“CONTROLLING IT, AS IT WERE, BY A MOVEMENT OF FINGER, STOOD JIM.”
The side fronting upon the street is usually handsomely embellished, for it is this side which the public sees as it approaches, and all railroads know that to make a good impression is to do good advertising. So with the main waiting-room, which always lies directly behind the street doors. Here marble, mosaic and gilding are always in evidence and no opportunity is lost to impress the travelling public with the wealth and magnificence of the road which it is using. On either side of the main waiting-room are smaller waiting- and retiring-rooms, there is a row of ticket-booths, a news-stand, telephone booths, baggage-rooms, a dining- and lunch-room and, of course, inevitably, the long rows of seats, back to back, where the waiting public spends so many weary minutes.
In the stories overhead are the executive offices of the various roads—as many of them as there is room for—but to these the general public seldom penetrates.
Beyond the swinging doors along the side of the waiting-room opposite the entrance is the main platform or concourse, and from it, stretching down between the tracks like long fingers, are the narrow cement platforms upon which the passengers alight or from which they mount to their trains. The tracks are laid in pairs, and a platform extends between every pair, each platform thus serving two tracks, one on either side. Overhead is the great echoing vault of the train-shed with its mighty ribs of steel, stretching in one enormous arc across the tracks beneath—a marvel of engineering skill, if not of architectural beauty.
This is what is known as the head-house plan, and is the ideal one for the passenger, since it permits him to go to and from his train without crossing any tracks or climbing to any overhead bridges. It is, however, expensive for the railroads since, of course, all through trains must be backed out and switched around until they are headed on their way again—a process which requires no little expenditure of time and energy, as well as money. However, in a great city, a right of way which would enable the through trains to continue straight onward toward their destination is frequently so expensive that it is cheaper to back them out the way they came in, and send them by a detour around the city.

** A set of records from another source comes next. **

Issue #259, opened 2016-03-30
Ability for admins to manually confirm account requests


Matthewrbowker:
Sometimes, users will reply to the email list rather than clicking the confirm link.  It would be useful for tool admins to be able to manually confirm these account requests rather than directing the user to jump through more hoops.  

Tagged wishlist and needs discussion.  

Prompted by https://lists.wikimedia.org/mailman/private/accounts-enwiki-l/2016-March/019610.html

FastLizard4:
Doesn't sound like something that would be too difficult to do.  I don't think we should bother trying to list every unconfirmed request - maybe allow searching of unconfirmed requests by email and/or request ID, then allowing manual confirmation from there?

Matthewrbowker:
Yes.  Or just allow viewing of a request by URL only?  After all, we already have the ID from the subject.

FastLizard4:
Well, I'm thinking we may not necessarily, such as the instances when someone just emails the list with a subject like "confirm" and a blank body - in that case, we'd only have the email address to go on.

stwalkerster:
If they just hit reply and said confirm, we have the email below so anyone
can click on that link currently.

Otherwise, yeah, search by email (add a search parameter to the search
form) and add a mark confirmed button into /viewRequest somewhere. This
will need a confirmation option, and will need to be logged as being
performed by the relevant user rather than by the requestor, and the IRC
notification will need to be updated as well.

Related, bin the email confirm setting, and add an outbound email null
route option, disabling all outbound mail since that is the most common
issue for development and the reason that flag still exists. Would simplify
the workflow significantly too.

stwalkerster:
I'm going to suggest we take the following approach to this:

* Add a checkbox to show unconfirmed requests to the search results (will likely need a refactoring of the search page to allow multiple conditions - SearchHelper infrastructure will be useful for this)
* Change the restriction on viewing unconfirmed requests to have a button to manually mark it as confirmed, with a big nasty warning second-step reminding folk why we have email confirmation and to be doubly sure this is valid before continuing
* Log manual confirmations, and ping IRC
* Add a restricted stats page which lists all unconfirmed requests (ID, username, email) for those especially-hard-to-find instances
* Remove the ability to turn off email confirmation from a tool development perspective

Opinions @FastLizard4 @Matthewrbowker ? I think if we can do this, it's an easy task for someone to complete, albeit a larger change.

Matthewrbowker:
[...]

PR #753, opened 2022-08-05
Introduce manual confirmation

Matthewrbowker:
#259 

This is only available to administrators.  Note, this depends on #751 as that's what I based my branch on.

This commit does replace the throwing of an exception with an actual page explaining that the request is not email confirmed.  If the user is an administrator, it shows a big scary banner(tm) that warns of the consequences.  Because this provides a path to manually confirm requests, I have removed the check for `$enableEmailConfirm` out of the request view.  

User view:
Screen Shot 2022-08-05 at 12 12 01 PM

Administrator view:
Screen Shot 2022-08-05 at 12 11 53 PM

After request is confirmed (note the log):
Screen Shot 2022-08-05 at 12 12 09 PM

### DIFF
--- a/includes/Helpers/LogHelper.php
+++ b/includes/Helpers/LogHelper.php
@@ -139,6 +139,7 @@ class LogHelper
         $lookup = array(
             'Reserved'            => 'reserved',
             'Email Confirmed'     => 'email-confirmed',
+            'Manually Confirmed'     => 'manually confirmed the request',
             'Unreserved'          => 'unreserved',
             'Approved'            => 'approved',
             'Suspended'           => 'suspended',
--- a/includes/Helpers/LogHelper.php
+++ b/includes/Helpers/LogHelper.php
@@ -139,7 +139,7 @@ class LogHelper
         $lookup = array(
             'Reserved'            => 'reserved',
             'Email Confirmed'     => 'email-confirmed',
-            'Manually Confirmed'     => 'manually confirmed the request',
+            'Manually Confirmed'  => 'manually confirmed the request',
             'Unreserved'          => 'unreserved',
             'Approved'            => 'approved',
             'Suspended'           => 'suspended',
@@ -198,6 +198,7 @@ class LogHelper
             "Requests" => [
                 'Reserved'            => 'reserved',
                 'Email Confirmed'     => 'email-confirmed',
+                'Manually Confirmed'  => 'manually confirmed',
                 'Unreserved'          => 'unreserved',
                 'EditComment-c'       => 'edited a comment (by comment ID)',
                 'EditComment-r'       => 'edited a comment (by request)',
--- a/includes/Pages/PageViewRequest.php
+++ b/includes/Pages/PageViewRequest.php
@@ -59,11 +59,17 @@ class PageViewRequest extends InternalPageBase
         // Shows a page if the email is not confirmed.
         if ($request->getEmailConfirm() !== 'Confirmed') {
             // Show a banner if the user can manually confirm the request
-            $viewConfirm = $this->barrierTest("main", $currentUser, PageManuallyConfirm::class);
+            $viewConfirm = $this->barrierTest(RoleConfiguration::MAIN, $currentUser, PageManuallyConfirm::class);
+
+            // If the request is purged, there's nothing to confirm!
+            if ($request->getEmail() === $this->getSiteConfiguration()->getDataClearEmail()) {
+                $viewConfirm = false;
+            }
 
             // Render
             $this->setTemplate("view-request/not-confirmed.tpl");
             $this->assign("requestId", $request->getId());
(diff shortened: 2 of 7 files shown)


includes/Helpers/LogHelper.php
```diff
@@ -139,6 +139,7 @@ public static function getLogDescription(Log $entry)
         $lookup = array(
             'Reserved'            => 'reserved',
             'Email Confirmed'     => 'email-confirmed',
+            'Manually Confirmed'     => 'manually confirmed the request',
```
stwalkerster, line 142: Nit: alignment

includes/Pages/PageViewRequest.php
```diff
@@ -55,12 +56,18 @@ protected function main()
...
-        // Test we should be able to look at this request
-        if ($config->getEmailConfirmationEnabled()) {
-            if ($request->getEmailConfirm() !== 'Confirmed') {
-                // Not allowed to look at this yet.
-                throw new ApplicationLogicException('The email address has not yet been confirmed for this request.');
-            }
+        // Shows a page if the email is not confirmed.
+        if ($request->getEmailConfirm() !== 'Confirmed') {
+            // Show a banner if the user can manually confirm the request
+            $viewConfirm = $this->barrierTest("main", $currentUser, PageManuallyConfirm::class);
```
stwalkerster, line 62: Nit: Probably better to use the constant here?

```suggestion
            $viewConfirm = $this->barrierTest(RoleConfiguration::MAIN, $currentUser, PageManuallyConfirm::class);
```

includes/Helpers/LogHelper.php
stwalkerster, line 142: We should probably add this to `getLogActions(...)` below so this log type shows up on the filters on the log page.

templates/view-request/not-confirmed.tpl
```diff
@@ -0,0 +1,30 @@
...
+            <div class="col-lg-12">
+                <form method="post" action="{$baseurl}/internal.php/viewRequest/confirm">
+                    <div class="alert alert-danger">
+                        <input type="hidden" name="request" value="{$requestId}" />
+                        {include file="security/csrf.tpl"}
+                        As a tool administrator, you may manually confirm this request.
+                        <em>This bypasses the email confirmation step, which is not recommended unless the user has replied to the email list.</em>
+                        <br />
+                        <br />
+                        <button type="submit" class="btn btn-danger">Manually Confirm This Request</button>
```
stwalkerster, line 21: Might be better to wrap this in a `<p>`, then you shouldn't need the `<br />`s?

If you want more spacing, try adding a CSS class like [`mt-3` or `mt-5`](https://getbootstrap.com/docs/4.6/utilities/spacing/) to the button?

```suggestion
                        <p>
                            As a tool administrator, you may manually confirm this request.
                            <em>This bypasses the email confirmation step, which is not recommended unless the user has replied to the email list.</em>
                        </p>
                        <button type="submit" class="btn btn-danger">Manually Confirm This Request</button>
```

includes/Pages/RequestAction/PageManuallyConfirm.php
```diff
@@ -0,0 +1,49 @@
...
+        // Retrieve the database.
+        $database = $this->getDatabase();
+
+        // Find the request
+        // This method throws exceptions if there is an error with the request.
+        $request = $this->getRequest($database);
+
+        // Mark the request as confirmed.
+        $request->setEmailConfirm("Confirmed");
+        $request->save();
```
stwalkerster, line 38: We should pass through the updateVersion too, along with the request ID. This gives us [a form of locking](https://en.wikipedia.org/wiki/Optimistic_concurrency_control), by telling the tool "the user last saw version X of this record" (which you can pass in via `$request->setUpdateVersion(...)`). If the version of the row has changed, it means there's an edit conflict, and we should get the user to browse back and check they still want to take this action. Comparing the value passed in against the value in the database and generating the error is done automatically for you by `->save()`, but you still need to tell it the updateVersion the user last saw.

PageFlagComment does this if you want an example, or let me know if you want me to walk you through the changes needed.

stwalkerster (changes requested):
This mostly looks good - a few nitpicks, but the main things are:
* Add the new log type to the filters on PageLog
* Add optimistic locking to the manual confirmation

stwalkerster:
For extra credit: do we want to completely prevent manual confirmation of requests which have had their data purged? Given we lack an email address, we can't send decline emails, or the password for a newly created account anywhere, so it seems pointless to manually confirm a purged request.

I recognise that this is scope creep; I don't mind if you want to bundle it with this review, or open a new issue to tackle later - entirely your call.

stwalkerster (approved):
Thanks! This will get merged in once #751 is merged :)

And upon no one is this backing-out process more wearing than on the towerman, for the trains must be handled twice over the same track, and of course the track must be kept clear until the train is out again and safely on its way. Now there is never any surplusage of tracks in a terminal. Indeed, as one sees the tracks narrow and narrow as the terminal is approached, until they are merged into those which plunge beneath the train-shed, one is apt to think they are all too few. Yet their number has been calculated with the greatest care; there is not one more than is needed by the nicest economy of operation—nor one less. The number is just right for the station’s needs—so long as the towerman knows his business and keeps his head.

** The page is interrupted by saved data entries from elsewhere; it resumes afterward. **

PR #762, opened 2022-08-18
switched http to https in config.inc.php , SiteConfiguration.php  and redir.php's domain mode

kumaryogesh17:
switched http to https in config.inc.php , SiteConfiguration.php  and redir.php's domain mode

### DIFF
--- a/includes/SiteConfiguration.php
+++ b/includes/SiteConfiguration.php
@@ -42,12 +42,12 @@ class SiteConfiguration
     private $oauthLegacyConsumerTokens;
     private $oauthConsumerSecret;
     private $oauthIdentityGraceTime = '24 hours';
-    private $oauthMediaWikiCanonicalServer = 'http://en.wikipedia.org';
+    private $oauthMediaWikiCanonicalServer = 'https://en.wikipedia.org';
     private $xffTrustedHostsFile = '../TrustedXFF/trusted-hosts.txt';
     private $crossOriginResourceSharingHosts = array(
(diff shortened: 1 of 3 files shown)


includes/SiteConfiguration.php
```diff
@@ -42,12 +42,12 @@ class SiteConfiguration
...
     private $oauthIdentityGraceTime = '24 hours';
-    private $oauthMediaWikiCanonicalServer = 'http://en.wikipedia.org';
+    private $oauthMediaWikiCanonicalServer = 'https://en.wikipedia.org';
     private $xffTrustedHostsFile = '../TrustedXFF/trusted-hosts.txt';
     private $crossOriginResourceSharingHosts = array(
-        "http://en.wikipedia.org",
         "https://en.wikipedia.org",
-        "http://meta.wikimedia.org",
+        "https://en.wikipedia.org",
+        "https://meta.wikimedia.org",
```
stwalkerster, line 50: No need to duplicate these HTTPS urls - one instance is sufficient.

stwalkerster (changes requested):
Apart from one minor thing (see inline comment), this looks mostly good, thanks!

includes/SiteConfiguration.php
kumaryogesh17: Thankyou . I have updated. Removed duplicate Https url from SiteConfiguration.php .

stwalkerster (approved):

PR #765, opened 2022-08-26
Hospital Check + Cleanup

methecooldude:
Add a check to see if request is in the hospital queue and prevent auto-(re)creation if so, as it doesn't make sense to offer it when it failed during that exact process.
Also, clean up the code so there are not 5 of the same divs in the code. Also, I'm sure the 2 extra 'createOauth' ids should be 'createBot'

### DIFF
--- a/templates/view-request/main.tpl
+++ b/templates/view-request/main.tpl
@@ -57,27 +57,21 @@
                                         </div>
                                     {/if}
                                     {if $canOauthCreate}
-                                        {if $requestEmailSent}
-                                            <div class="col-md-12 create-button-row {if $currentUser->getCreationMode() !== 1}d-none{/if}" id="createOauth">
+                                        <div class="col-md-12 create-button-row {if $currentUser->getCreationMode() !== 1}d-none{/if}" id="createOauth">
+                                            {if $requestEmailSent}
                                                 <div class="alert alert-warning mb-0">This request has already had an email sent to the requester. Please do a custom close or fall back to manual creation.</div>
-                                            </div>
-                                        {elseif $oauthProblem}
-                                            <div class="col-md-12 create-button-row {if $currentUser->getCreationMode() !== 1}d-none{/if}" id="createOauth">
+                                            {elseif $oauthProblem}
                                                 <div class="alert alert-warning mb-0">There's an issue with your account setup. Please check your OAuth configuration and ensure you've allowed the necessary grants.</div>
-                                            </div>
-                                        {elseif is_array($spoofs) && count($spoofs) > 0}
-                                            <div class="col-md-12 create-button-row {if $currentUser->getCreationMode() !== 1}d-none{/if}" id="createOauth">
+                                            {elseif is_array($spoofs) && count($spoofs) > 0}
                                                 <div class="alert alert-warning mb-0">This request has antispoof hits and cannot be created automatically.</div>
-                                            </div>
-                                        {elseif $requestIsBlacklisted}
-                                            <div class="col-md-12 create-button-row {if $currentUser->getCreationMode() !== 1}d-none{/if}" id="createOauth">
+                                            {elseif $requestIsBlacklisted}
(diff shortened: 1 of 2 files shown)


stwalkerster:
Just noting for the record that I _am_ looking at this; I've just hit a number of bugs while testing. I'm 95% sure that they're all existing issues though, so once I've figured out why my local environment is hosed I'll start properly looking at this.

From a code-only overview, I think what you've got is fine, but I've still to take a deeper-dive.

templates/view-request/main.tpl
```diff
@@ -57,35 +57,29 @@
...
                                                 {include file="view-request/createbuttons/auto.tpl" creationMode="oauth" }
-                                            </div>
-                                        {/if}
+                                            {/if}
+                                        </div>
                                     {/if}
                                     {if $canBotCreate}
                                         {if $requestEmailSent}
-                                            <div class="col-md-12 create-button-row {if $currentUser->getCreationMode() !== 1}d-none{/if}" id="createOauth">
+                                            <div class="col-md-12 create-button-row {if $currentUser->getCreationMode() !== 1}d-none{/if}" id="createBot">
```
stwalkerster, line 78: > Also, I'm sure the 2 extra 'createOauth' ids should be 'createBot'

You're 100% correct here, but there's something else that I've spotted here - creation mode `2` is the bot creation mode, so the if statements (all three of them - I can't catch all in this suggestion) should be checking vs 2:

```suggestion
                                            <div class="col-md-12 create-button-row {if $currentUser->getCreationMode() !== 2}d-none{/if}" id="createBot">
```

Otherwise, you get silly things like this if you have the ability to use both OAuth and Bot creations, and have your default set to OAuth:

image

Granted, that's a bit of an obscure bug that we'll never hit in production with the current configuration - bot creation isn't allowed (but may be once we get multi-domain properly working)

stwalkerster: That said, if you're working on the bot create buttons too, the same cleanup for the OAuth buttons could be applied there too to keep them similarly designed?

templates/view-request/main.tpl
```diff
@@ -57,35 +57,29 @@
...
                                                 <div class="alert alert-warning mb-0">This request has antispoof hits and cannot be created automatically.</div>
-                                            </div>
-                                        {elseif $requestIsBlacklisted}
-                                            <div class="col-md-12 create-button-row {if $currentUser->getCreationMode() !== 1}d-none{/if}" id="createOauth">
+                                            {elseif $requestIsBlacklisted}
                                                 <div class="alert alert-warning mb-0">This request has title blacklist hits and cannot be created automatically.</div>
-                                            </div>
-                                        {else}
-                                            <div class="col-md-12 create-button-row {if $currentUser->getCreationMode() !== 1}d-none{/if}" id="createOauth">
+                                            {elseif $requestStatus === 'Hospital'}
```
stwalkerster, line 69: Request statuses are defined as constants in `Waca\RequestStatus`. It would be nice if we could use the constant instead of the raw string.

There's basically two ways to do this:
1) Use the constant directly in the template. Since you can't use namespaces in templates (fully-qualified only!), that will be something like `if $requestStatus === Waca\RequestStatus::HOSPITAL`
2) Do the check in the code, and create a new boolean template variable to test in this `{if}`. I'd be tempted to do this next to where `requestIsClosed` is defined in includes/Fragments/RequestData.php, method `setupBasicData`

I have no preference to what you do here - I've used both approaches in different parts of the code.

stwalkerster (changes requested):
I'm fairly happy with this, but I would like the hard-coded request status string in the template to be replaced with the value of the constant (somehow) before merging in, as that makes future maintenance easier.

I left some comments about other adjacent fixes which are entirely optional, but since you're in the area anyway we might as well look at.

methecooldude:
I agree with the hardcoded string, I knew there was a better way of doing it, just wasn't sure how. Replaced with an assigned boolean as suggested.
Also bumped that creation mode

stwalkerster (approved):
Looks good to me, thanks!

PR #773, opened 2022-10-18
Range Requests

### LINKED ISSUE #216: Feature request: Larger "Other requests from $IP" information
Just a feature request to perhaps display a subnet/CIDR for the "other requests from IP" to evaluate multiple requests coming from the same network. Could be something small like / 28, or perhaps larger such as / 24... 

Another thought, although it would be more work, would be to consider sending a query to ARIN for the CIDR of that specific network, and then displaying all incoming requests from that range. (such as using https://github.com/addiscent/ip-addr-to-arin-cidr) For performance, I would imagine quering ARIN at request creation, but then for accuracy displaying actual "other request" data live at time of viewing/handling the request. Also to minimize performance drain would be to limit the subnet to no larger than /24, and perhaps the prior 10 requests. 

Just my 2 cents.

### LINKED ISSUE #482: Other requests from this IP also matches IP addresses for which this IP is a substring of
For example, `1.2.3.4` will also return `1.2.3.45`.

Relevant code is the LIKE clause of this query:
https://github.com/enwikipedia-acc/waca/blob/7972f26f2bdc4e55244d997bb4a7a2d5e69eaed5/includes/DataObjects/Request.php#L323-L326

methecooldude:
Resolves #216 and possibly resolves #482

Show the list of requests from the same /24 range as the requesting IP, hiding the request IP itself (as that is already handled by 'Other requests from this IP address')

### DIFF
--- a/includes/Fragments/RequestData.php
+++ b/includes/Fragments/RequestData.php
@@ -235,6 +235,16 @@ trait RequestData
 
         $this->assign('requestRelatedIpRequestsCount', count($relatedIpRequests));
         $this->assign('requestRelatedIpRequests', $relatedIpRequests);
+        
+        $relatedIpRangeRequests = RequestSearchHelper::get($database)
+            ->byIp($trustedIp, true)
+            ->withConfirmedEmail()
+            ->excludingPurgedData($configuration)
+            ->excludingRequest($request->getId())
+            ->fetch();
+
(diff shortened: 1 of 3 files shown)


dqwiki (changes requested):
Essentially going to be declining this PR. It's definitely good effort, and I can see the good intentions behind it. The problem is, this can very easily extend into more headaches with people using the tool than we would like to have.

stwalkerster:
Closing per above

PR #774, opened 2022-12-13
Add = to banned username chars

stwalkerster:
Per https://phabricator.wikimedia.org/T254045


FastLizard4 (commented):
The change itself LGTM of course, but one thing I discovered during my testing is that there seems to be some inconsistent enforcement with respect to these characters in `\Waca\Validation\RequestValidationHelper::validateName()`. If you try to request a username containing `#`. `@`, `/`, `<`, `>`, `[`, `]`, `|`, `{`, or `}` you will be prevented from submitting the request at all, while `%`, `:`, and `=` will still be allowed to be submitted, presumably only to be declined by whomever handles the request. Should these missing characters also be added to the check in `validateName()`?

dqwiki (approved):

And now to return to the glass-enclosed perch where, for eight hours of every day, Jim Davis and his two assistants send the trains in and out over the network of tracks. That long row of little handles is the last word in switch-control. Time was—and is, in all but the most important stations—when the towerman opened or closed the yard-switches by means of great levers. To throw one of these levers was no small athletic feat, especially if the switch it controlled was at some distance, and to keep at it eight hours at a time reduced the strongest man to mental and physical exhaustion. When the towerman left his work at the end of his trick, he was, in the expressive parlance of the day, “all in.” Now when men are “all in,” they are very apt to make mistakes, hence in a busy terminal under the old system, accidents more or less serious were of almost every-day occurrence. Besides which, the number of levers which one man was physically able to operate was comparatively small, so that there must be many men and a consequent divided responsibility and opportunity for confusion.

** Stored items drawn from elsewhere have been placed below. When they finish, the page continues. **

PR #775, opened 2022-12-15
Create Docker docs

FastLizard4:
Since I've done a lot of work to support Docker-based ACC setups, making it "officially supported" by writing up a proper Docker README with all the information one might need to get started with it.

### DIFF
--- a/docker/README.md
+++ b/docker/README.md
@@ -1,0 +1,104 @@
+This page describes running a development/testing instance of ACC within Docker, which may be easier than performing a
+"bare metal" install on a web server.
+
+**Note that, currently, this is only intended for development and testing use, and this should not be used in
+production (yet).** If you're looking for the "bare metal" installation instructions, please see
+[here](../INSTALLING.md).
+
+OAuth is also not covered as part of this document, nor is it handled by the Docker ACC setup. Refer to the
+[INSTALLING](../INSTALLING.md) file for OAuth setup instructions.
+
+# Prerequisites
+* Reasonably recent version of Docker with Docker Compose support on any Docker-supported platform
+  * Tested with Docker Desktop v4.0+ on Windows and macOS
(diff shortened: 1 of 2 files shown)


docker/README.md
```diff
@@ -0,0 +1,106 @@
...
+* (Optional) A reverse-proxy/tunnel tool with TLS support for testing features that require HTTPS, such as WebAuthn
+  * For example, [ngrok](https://ngrok.com/)
+
+Note that this document assumes that you cloned this repo into a folder called "waca". If this is not the case, some
+names of things may differ from what is given below (e.g., container and volume names will be prefixed with whatever
+you named the folder instead of "waca").
+
+# Use
+To start ACC using Docker, simply navigate in your terminal to the folder where you have cloned the waca repo and run
+the command `docker compose up --detach`. This will automatically pull the containers needed to run ACC and its
```
stwalkerster, line 23: `docker compose` instead of `docker-compose`? Is this some fancy commandline shenanigans which is only present in Docker Desktop? That subcommand certainly doesn't exist on my (Linux) machine's Docker CLI, and it looks like I'm on the latest version of Docker.

```
bash $ docker compose
docker: 'compose' is not a docker command.
See 'docker --help'

bash $ docker -v
Docker version 20.10.21, build baeda1f
```

FastLizard4: Hmm, it should be present if you've followed the recommended steps for installing Docker Compose, and running as `docker compose` is the recommendation I see everywhere. Could you try the steps [here](https://github.com/docker/compose#where-to-get-docker-compose) (linking the `docker-compose` executable to one of the `cli-plugins` locations in particular) and let me know if that fixes it for you? If so, I'll add that to the steps here.

stwalkerster (dismissed):

stwalkerster (approved):

PR #275, opened 2025-08-22
Add patch_wheel_metadata.sh script

bmhowe23:
We may - from time to time - need to update our PyPI wheels' METADATA files without going through a full new release. The script in this PR will help that process.

### DIFF
--- a/docs/sphinx/quickstart/installation.rst
+++ b/docs/sphinx/quickstart/installation.rst
@@ -27,6 +27,7 @@ install individual components:
 CUDA-QX provides optional pip-installable components:
 
 .. code-block:: bash
+
     # Install the Tensor Network Decoder from the QEC library
     pip install cudaq-qec[tensor-network-decoder]
 


melody-ren (approved):
Script works. Thanks.

Should the wheel names be changed to `cudaq-qec`/`cudaq-solvers` to match pypi though?

melody-ren:
> > Script works. Thanks.
> > Should the wheel names be changed to `cudaq-qec`/`cudaq-solvers` to match pypi though?
> 
> Do we have an example where the current names aren't working? I was thinking the only previous demonstration of failure was with optional dependency packages names.
> 
> In any case, I think the build process must be putting the underscores in the filenames. Our pyproject.toml file already has the dashes. (CUDA-Q has the same thing.)

Current names work. I just find it confusing, but maybe don't fix things that aren't broken

bmhowe23:
> Current names work. I just find it confusing, but maybe don't fix things that aren't broken

OK, good. I wouldn't even know where to change it to be honest. I think this might be a case of the Python spec dictating that because https://packaging.python.org/en/latest/specifications/binary-distribution-format/#binary-distribution-format says:
> The wheel filename is {distribution}-{version}(-{build tag})?-{python tag}-{abi tag}-{platform tag}.whl.

So the `-` is the delimiter between sections in the filename, so the build system probably changes them to `_` during the build.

The tower itself had been an evolution, for, at first, these yard-switches had been controlled by a brigade of switchmen, each of whom had two or three under his supervision, which he turned by hand whenever he saw a train coming his way. Then the hand switchmen were supplanted by a cluster of levers in a tower, operated by a single man. The tower was so located that its occupant had a general view of the yards, and the levers were connected by steel rods with the switches and signals which protected them. For every switch must have its signal—that is, a device by which the engineer of the approaching train may see whether the switch is properly set—the old standards showing yellow when the switch was open and red when it was closed—and since replaced by arms, or semaphores, which hang down when the train may pass and bar the way when it must stop.
This grouping of the levers in the tower simplified the control of the yard and placed the responsibility upon a more intelligent and more highly paid man than the average switchman, and consequently broadened the margin of safety. But terminals grew and yards grew and switches increased in number, until even this system was unable to meet the demands made upon it.